• [The task]:
Scan the entries below for the word "RandomState" and copy every line where it turns up.

• [Recorded information]:
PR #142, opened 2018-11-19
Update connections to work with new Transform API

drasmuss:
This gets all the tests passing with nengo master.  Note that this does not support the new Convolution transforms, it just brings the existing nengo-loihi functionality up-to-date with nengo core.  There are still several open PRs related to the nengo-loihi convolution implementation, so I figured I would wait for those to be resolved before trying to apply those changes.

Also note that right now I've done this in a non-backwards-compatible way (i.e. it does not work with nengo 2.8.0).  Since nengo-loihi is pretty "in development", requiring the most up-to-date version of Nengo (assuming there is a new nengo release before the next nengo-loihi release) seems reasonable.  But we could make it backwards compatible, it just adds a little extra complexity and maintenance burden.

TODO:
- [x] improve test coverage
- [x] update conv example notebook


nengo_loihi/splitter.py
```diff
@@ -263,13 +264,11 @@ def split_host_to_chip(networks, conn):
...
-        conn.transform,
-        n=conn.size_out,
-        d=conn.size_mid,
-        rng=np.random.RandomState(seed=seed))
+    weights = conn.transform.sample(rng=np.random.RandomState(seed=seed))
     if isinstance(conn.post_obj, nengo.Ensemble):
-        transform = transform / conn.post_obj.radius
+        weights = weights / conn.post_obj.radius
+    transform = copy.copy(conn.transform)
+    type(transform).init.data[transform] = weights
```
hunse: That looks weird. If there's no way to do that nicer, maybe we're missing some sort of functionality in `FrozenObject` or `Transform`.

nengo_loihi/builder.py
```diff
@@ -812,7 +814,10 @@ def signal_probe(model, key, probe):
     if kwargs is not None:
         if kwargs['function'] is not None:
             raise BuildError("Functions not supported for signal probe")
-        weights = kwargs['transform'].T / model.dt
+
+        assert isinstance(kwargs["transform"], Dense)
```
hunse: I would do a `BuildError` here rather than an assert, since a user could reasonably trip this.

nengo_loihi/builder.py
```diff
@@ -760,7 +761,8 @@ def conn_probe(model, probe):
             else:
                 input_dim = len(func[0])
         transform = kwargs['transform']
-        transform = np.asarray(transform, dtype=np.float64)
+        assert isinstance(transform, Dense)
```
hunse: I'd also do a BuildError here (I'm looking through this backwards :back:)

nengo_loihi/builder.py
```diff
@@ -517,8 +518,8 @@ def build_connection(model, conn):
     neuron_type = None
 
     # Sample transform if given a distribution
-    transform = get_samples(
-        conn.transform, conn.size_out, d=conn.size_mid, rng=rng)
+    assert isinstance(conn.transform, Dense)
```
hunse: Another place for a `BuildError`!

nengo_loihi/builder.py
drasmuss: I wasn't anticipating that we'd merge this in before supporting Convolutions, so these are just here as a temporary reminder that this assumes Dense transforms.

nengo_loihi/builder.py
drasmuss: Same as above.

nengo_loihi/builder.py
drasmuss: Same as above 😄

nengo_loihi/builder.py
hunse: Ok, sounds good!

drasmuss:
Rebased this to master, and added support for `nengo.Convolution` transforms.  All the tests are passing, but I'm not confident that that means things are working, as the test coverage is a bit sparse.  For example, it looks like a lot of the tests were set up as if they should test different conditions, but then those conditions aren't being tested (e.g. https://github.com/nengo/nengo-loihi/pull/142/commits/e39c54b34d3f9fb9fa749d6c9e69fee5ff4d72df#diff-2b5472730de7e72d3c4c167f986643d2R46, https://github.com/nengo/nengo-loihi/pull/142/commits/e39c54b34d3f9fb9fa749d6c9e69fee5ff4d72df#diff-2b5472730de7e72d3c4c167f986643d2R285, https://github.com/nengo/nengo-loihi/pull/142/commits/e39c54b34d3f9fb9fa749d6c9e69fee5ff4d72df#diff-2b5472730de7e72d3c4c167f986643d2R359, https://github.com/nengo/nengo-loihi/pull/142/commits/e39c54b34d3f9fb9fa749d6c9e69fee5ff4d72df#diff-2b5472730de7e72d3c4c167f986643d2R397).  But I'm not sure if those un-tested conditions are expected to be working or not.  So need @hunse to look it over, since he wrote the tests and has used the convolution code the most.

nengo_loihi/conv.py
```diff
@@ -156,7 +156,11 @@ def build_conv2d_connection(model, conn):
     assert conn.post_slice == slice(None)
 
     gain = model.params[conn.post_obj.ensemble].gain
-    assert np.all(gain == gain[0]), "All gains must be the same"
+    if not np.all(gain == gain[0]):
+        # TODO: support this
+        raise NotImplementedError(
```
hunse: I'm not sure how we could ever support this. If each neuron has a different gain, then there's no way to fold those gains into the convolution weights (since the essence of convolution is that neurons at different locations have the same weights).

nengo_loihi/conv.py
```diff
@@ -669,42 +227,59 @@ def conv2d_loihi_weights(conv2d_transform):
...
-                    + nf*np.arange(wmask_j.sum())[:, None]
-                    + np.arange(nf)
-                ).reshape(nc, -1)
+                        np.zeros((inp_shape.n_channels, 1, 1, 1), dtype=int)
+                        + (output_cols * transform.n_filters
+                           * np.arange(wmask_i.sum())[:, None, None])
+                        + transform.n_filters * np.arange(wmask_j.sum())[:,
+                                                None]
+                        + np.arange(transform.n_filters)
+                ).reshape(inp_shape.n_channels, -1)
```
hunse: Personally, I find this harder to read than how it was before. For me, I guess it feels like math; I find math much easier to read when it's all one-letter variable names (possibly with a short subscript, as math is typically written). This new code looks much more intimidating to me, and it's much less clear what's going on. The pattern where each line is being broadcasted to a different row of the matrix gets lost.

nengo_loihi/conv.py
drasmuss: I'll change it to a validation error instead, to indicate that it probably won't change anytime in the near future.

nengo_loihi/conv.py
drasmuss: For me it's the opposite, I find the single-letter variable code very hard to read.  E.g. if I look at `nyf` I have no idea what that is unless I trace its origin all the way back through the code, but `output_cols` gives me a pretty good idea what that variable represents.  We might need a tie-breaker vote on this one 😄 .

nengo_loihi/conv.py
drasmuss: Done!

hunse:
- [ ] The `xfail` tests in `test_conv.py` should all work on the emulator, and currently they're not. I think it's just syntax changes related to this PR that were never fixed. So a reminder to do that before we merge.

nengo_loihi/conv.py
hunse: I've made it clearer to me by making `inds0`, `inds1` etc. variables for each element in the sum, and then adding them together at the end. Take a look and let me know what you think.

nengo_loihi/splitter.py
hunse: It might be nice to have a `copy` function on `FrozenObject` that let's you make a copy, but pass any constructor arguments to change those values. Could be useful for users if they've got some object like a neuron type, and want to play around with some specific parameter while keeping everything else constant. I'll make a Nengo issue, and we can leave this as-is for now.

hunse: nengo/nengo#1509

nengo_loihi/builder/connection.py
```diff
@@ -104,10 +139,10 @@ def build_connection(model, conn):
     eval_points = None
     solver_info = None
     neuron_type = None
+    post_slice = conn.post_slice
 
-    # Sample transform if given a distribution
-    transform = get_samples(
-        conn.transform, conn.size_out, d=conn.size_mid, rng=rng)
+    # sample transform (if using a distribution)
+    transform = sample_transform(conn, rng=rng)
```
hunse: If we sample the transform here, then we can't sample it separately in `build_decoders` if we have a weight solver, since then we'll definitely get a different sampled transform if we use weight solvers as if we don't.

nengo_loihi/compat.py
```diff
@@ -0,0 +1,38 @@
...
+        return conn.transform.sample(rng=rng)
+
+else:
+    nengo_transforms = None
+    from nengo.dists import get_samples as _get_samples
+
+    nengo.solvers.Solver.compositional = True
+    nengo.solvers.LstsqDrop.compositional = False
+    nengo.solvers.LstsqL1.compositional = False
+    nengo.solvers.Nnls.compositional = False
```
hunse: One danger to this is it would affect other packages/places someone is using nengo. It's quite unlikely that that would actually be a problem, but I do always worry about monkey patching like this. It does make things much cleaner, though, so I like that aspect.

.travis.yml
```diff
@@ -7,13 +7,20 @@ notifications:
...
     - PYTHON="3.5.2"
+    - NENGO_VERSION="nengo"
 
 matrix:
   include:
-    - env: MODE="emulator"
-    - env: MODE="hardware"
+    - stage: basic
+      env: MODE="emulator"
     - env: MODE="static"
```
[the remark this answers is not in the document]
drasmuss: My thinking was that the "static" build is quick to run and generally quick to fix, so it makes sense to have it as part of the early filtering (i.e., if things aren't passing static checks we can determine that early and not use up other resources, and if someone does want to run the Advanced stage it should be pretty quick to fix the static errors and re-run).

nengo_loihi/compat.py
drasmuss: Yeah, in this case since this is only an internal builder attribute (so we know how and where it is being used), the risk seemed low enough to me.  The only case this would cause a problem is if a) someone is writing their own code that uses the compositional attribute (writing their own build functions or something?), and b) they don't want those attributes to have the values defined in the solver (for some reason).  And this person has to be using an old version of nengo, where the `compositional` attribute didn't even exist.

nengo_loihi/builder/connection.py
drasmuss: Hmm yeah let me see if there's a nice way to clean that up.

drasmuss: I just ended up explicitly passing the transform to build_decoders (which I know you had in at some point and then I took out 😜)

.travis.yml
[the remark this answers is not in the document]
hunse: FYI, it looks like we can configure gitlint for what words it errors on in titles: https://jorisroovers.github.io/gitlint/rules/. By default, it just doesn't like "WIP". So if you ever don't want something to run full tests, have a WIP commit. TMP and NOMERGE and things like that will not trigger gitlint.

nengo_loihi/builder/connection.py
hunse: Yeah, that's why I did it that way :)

--

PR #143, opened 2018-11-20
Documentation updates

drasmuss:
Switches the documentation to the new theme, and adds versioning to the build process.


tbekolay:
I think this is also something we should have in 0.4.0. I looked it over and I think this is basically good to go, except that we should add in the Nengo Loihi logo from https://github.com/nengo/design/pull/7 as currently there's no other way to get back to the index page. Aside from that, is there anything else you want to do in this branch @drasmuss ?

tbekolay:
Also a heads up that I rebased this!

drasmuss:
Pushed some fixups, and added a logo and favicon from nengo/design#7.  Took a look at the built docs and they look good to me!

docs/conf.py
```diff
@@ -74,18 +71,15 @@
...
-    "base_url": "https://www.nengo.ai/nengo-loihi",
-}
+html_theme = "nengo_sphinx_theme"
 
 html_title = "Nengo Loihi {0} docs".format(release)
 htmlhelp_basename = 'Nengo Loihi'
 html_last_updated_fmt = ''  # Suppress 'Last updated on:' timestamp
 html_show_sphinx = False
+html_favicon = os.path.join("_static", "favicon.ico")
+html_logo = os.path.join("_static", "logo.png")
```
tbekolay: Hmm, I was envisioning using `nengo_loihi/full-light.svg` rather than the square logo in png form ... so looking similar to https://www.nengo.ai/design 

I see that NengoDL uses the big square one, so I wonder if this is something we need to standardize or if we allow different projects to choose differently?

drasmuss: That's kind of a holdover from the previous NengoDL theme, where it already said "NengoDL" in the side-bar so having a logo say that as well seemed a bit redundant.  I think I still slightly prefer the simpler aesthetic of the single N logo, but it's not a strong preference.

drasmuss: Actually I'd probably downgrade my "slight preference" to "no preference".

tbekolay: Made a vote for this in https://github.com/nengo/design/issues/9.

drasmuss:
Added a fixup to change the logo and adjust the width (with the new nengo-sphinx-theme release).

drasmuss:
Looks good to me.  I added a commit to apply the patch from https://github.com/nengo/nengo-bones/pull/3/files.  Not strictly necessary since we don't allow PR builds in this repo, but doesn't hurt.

• [Reply to the task]:
-        rng=np.random.RandomState(seed=seed))
+    weights = conn.transform.sample(rng=np.random.RandomState(seed=seed))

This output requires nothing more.